- **Problem details**
Exactly as written, output each record given below.

────

PR #2093, opened 2024-02-10
Convert BsButton to TypeScript

simonihmig:
Converts our "leaf-most" component to TS, including type checking of its template and emitting declarations.

When reviewing, check [this commit](https://github.com/ember-bootstrap/ember-bootstrap/pull/2093/commits/e641f84b77f8ca932ad0c0e386a9f26c092b8912) specifically, as it builds on top of #2092 to tweak the tsconfig such that emitting declarations with Glint actually work...


.vscode/settings.json
```diff
@@ -0,0 +1,3 @@
+{
+  "glint.libraryPath": "ember-bootstrap"
```
simonihmig, line 2: The Glint VSCode plugin expect to find the glint libraries in the root's node_modules, where they aren't due to pnpm not hoisting dependencies. So this is making the plugin work ootb when setting up the repo locally. Normally, I wouldn't but code editor configs into the repo, but in this case maybe it makes sense?

simonihmig:
When reviewing, check [this commit](https://github.com/ember-bootstrap/ember-bootstrap/pull/2093/commits/e641f84b77f8ca932ad0c0e386a9f26c092b8912) specifically, as it builds on top of #2092 to tweak the tsconfig such that emitting declarations with Glint actually work...

jelhan (changes requested):
I feel we should convert the corresponding tests to TypeScript as well. Without that we don't have test coverage for the types, which makes reviewing and maintaining the type signatures more difficult.

jelhan:
> I feel we should convert the corresponding tests to TypeScript as well. Without that we don't have test coverage for the types, which makes reviewing and maintaining the type signatures more difficult.

I started converting `<BsAccordion>` to TypeScript. Including the tests. And noticed late that the test app is not setup for TypeScript yet. I feel we should do that as another preparation step before.

simonihmig:
I agree in general, but I wonder if we need to have everything in place in a single PR. I think we will only be able to call the types to be safe and stable when we have converted _everything_, all components and all tests. Like a future PR that converts ButtonGroup for example could reveal that some (internal) button types were missing or wrong. But making these changes land sooner than later unblocks those other migrations, as we have to convert basically from the leaf components upwards (or downwards, however you think of the orientation of that tree :wink:). So not sure if we need to hold back iterative improvements like this one?

jelhan:
> I agree in general, but I wonder if we need to have everything in place in a single PR.

I don't think we need to have everything in one single PR. Actually I think we should split it into small chunks. I just have bad experience from splitting feature implementation and tests for it in separate PRs.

────

- **Exercise result**
PR #2093, opened 2024-02-10
Convert BsButton to TypeScript

simonihmig:
Converts our "leaf-most" component to TS, including type checking of its template and emitting declarations.

When reviewing, check [this commit](https://github.com/ember-bootstrap/ember-bootstrap/pull/2093/commits/e641f84b77f8ca932ad0c0e386a9f26c092b8912) specifically, as it builds on top of #2092 to tweak the tsconfig such that emitting declarations with Glint actually work...


.vscode/settings.json
```diff
@@ -0,0 +1,3 @@
+{
+  "glint.libraryPath": "ember-bootstrap"
```
simonihmig, line 2: The Glint VSCode plugin expect to find the glint libraries in the root's node_modules, where they aren't due to pnpm not hoisting dependencies. So this is making the plugin work ootb when setting up the repo locally. Normally, I wouldn't but code editor configs into the repo, but in this case maybe it makes sense?

simonihmig:
When reviewing, check [this commit](https://github.com/ember-bootstrap/ember-bootstrap/pull/2093/commits/e641f84b77f8ca932ad0c0e386a9f26c092b8912) specifically, as it builds on top of #2092 to tweak the tsconfig such that emitting declarations with Glint actually work...

jelhan (changes requested):
I feel we should convert the corresponding tests to TypeScript as well. Without that we don't have test coverage for the types, which makes reviewing and maintaining the type signatures more difficult.

jelhan:
> I feel we should convert the corresponding tests to TypeScript as well. Without that we don't have test coverage for the types, which makes reviewing and maintaining the type signatures more difficult.

I started converting `<BsAccordion>` to TypeScript. Including the tests. And noticed late that the test app is not setup for TypeScript yet. I feel we should do that as another preparation step before.

simonihmig:
I agree in general, but I wonder if we need to have everything in place in a single PR. I think we will only be able to call the types to be safe and stable when we have converted _everything_, all components and all tests. Like a future PR that converts ButtonGroup for example could reveal that some (internal) button types were missing or wrong. But making these changes land sooner than later unblocks those other migrations, as we have to convert basically from the leaf components upwards (or downwards, however you think of the orientation of that tree :wink:). So not sure if we need to hold back iterative improvements like this one?

jelhan:
> I agree in general, but I wonder if we need to have everything in place in a single PR.

I don't think we need to have everything in one single PR. Actually I think we should split it into small chunks. I just have bad experience from splitting feature implementation and tests for it in separate PRs.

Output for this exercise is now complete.